**Requirement**
Copy nothing from the entries below except the lines from the one containing "PR #580, opened 2024-07-09" through the one containing "libs/ragulate/ragstack_ragulate/datasets/base_dataset.py", and copy those exactly.

**Material shown**
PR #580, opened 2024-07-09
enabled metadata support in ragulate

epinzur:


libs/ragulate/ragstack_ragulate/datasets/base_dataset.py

==

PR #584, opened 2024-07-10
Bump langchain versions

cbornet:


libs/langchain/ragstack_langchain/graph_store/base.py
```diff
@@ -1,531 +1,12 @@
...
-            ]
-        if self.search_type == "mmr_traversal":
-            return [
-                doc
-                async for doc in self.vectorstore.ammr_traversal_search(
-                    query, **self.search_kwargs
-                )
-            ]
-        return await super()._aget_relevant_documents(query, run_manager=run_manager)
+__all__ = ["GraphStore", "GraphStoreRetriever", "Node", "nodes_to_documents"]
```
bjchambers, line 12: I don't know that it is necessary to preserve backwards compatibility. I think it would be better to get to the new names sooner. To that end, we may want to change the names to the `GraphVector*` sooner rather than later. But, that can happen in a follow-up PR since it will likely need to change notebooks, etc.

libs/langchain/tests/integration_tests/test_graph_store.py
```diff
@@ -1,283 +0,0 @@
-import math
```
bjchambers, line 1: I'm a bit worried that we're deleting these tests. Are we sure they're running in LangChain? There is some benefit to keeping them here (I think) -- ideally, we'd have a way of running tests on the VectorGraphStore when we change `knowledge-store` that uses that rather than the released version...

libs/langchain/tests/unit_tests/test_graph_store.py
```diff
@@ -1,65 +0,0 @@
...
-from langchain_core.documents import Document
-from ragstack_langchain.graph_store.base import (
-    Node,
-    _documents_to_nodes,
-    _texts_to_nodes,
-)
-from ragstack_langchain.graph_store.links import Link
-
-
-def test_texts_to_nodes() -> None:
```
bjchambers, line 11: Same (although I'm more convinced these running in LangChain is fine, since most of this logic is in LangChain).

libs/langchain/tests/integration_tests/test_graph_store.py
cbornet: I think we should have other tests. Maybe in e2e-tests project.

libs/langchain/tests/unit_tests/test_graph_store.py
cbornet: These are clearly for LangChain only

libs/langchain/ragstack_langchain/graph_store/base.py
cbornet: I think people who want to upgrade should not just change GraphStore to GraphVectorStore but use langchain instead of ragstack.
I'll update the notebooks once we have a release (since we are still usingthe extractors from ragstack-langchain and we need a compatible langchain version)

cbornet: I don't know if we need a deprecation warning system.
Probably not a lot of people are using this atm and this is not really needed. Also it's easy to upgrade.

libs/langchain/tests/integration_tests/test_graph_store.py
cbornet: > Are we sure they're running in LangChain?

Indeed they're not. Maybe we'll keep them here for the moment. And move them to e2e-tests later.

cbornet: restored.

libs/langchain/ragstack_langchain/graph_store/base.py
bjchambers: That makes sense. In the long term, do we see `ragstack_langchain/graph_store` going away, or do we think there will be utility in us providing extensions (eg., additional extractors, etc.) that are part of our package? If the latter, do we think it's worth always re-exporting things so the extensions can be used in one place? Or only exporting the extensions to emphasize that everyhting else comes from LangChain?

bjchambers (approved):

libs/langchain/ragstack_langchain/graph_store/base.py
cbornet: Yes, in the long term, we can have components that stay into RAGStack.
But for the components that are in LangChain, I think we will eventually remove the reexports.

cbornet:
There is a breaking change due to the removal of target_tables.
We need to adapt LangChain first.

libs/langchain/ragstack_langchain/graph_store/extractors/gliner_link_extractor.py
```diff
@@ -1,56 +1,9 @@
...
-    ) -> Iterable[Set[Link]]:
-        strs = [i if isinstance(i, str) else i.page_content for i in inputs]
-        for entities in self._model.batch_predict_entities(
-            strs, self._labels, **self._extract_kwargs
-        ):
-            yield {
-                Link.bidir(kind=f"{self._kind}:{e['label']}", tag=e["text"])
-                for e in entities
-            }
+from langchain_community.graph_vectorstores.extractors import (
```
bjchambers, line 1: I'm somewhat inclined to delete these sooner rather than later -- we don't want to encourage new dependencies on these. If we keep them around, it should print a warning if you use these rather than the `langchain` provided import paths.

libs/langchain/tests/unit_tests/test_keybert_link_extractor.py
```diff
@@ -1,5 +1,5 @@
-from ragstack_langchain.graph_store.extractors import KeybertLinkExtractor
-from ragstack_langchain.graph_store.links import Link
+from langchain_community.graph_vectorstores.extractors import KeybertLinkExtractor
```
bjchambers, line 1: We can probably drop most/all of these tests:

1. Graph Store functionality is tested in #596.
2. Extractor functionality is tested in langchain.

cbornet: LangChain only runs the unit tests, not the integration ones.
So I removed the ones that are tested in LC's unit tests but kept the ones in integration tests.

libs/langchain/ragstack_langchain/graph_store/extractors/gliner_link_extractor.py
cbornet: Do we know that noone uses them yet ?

...

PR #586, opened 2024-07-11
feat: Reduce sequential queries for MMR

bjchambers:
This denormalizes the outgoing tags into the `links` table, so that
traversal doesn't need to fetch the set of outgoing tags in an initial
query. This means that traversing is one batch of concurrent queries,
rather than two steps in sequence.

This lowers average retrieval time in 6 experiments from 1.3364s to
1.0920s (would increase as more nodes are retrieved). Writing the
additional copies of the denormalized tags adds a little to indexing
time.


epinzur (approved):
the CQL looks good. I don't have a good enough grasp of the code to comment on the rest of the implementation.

**Your solution**
PR #580, opened 2024-07-09
enabled metadata support in ragulate

epinzur:


libs/ragulate/ragstack_ragulate/datasets/base_dataset.py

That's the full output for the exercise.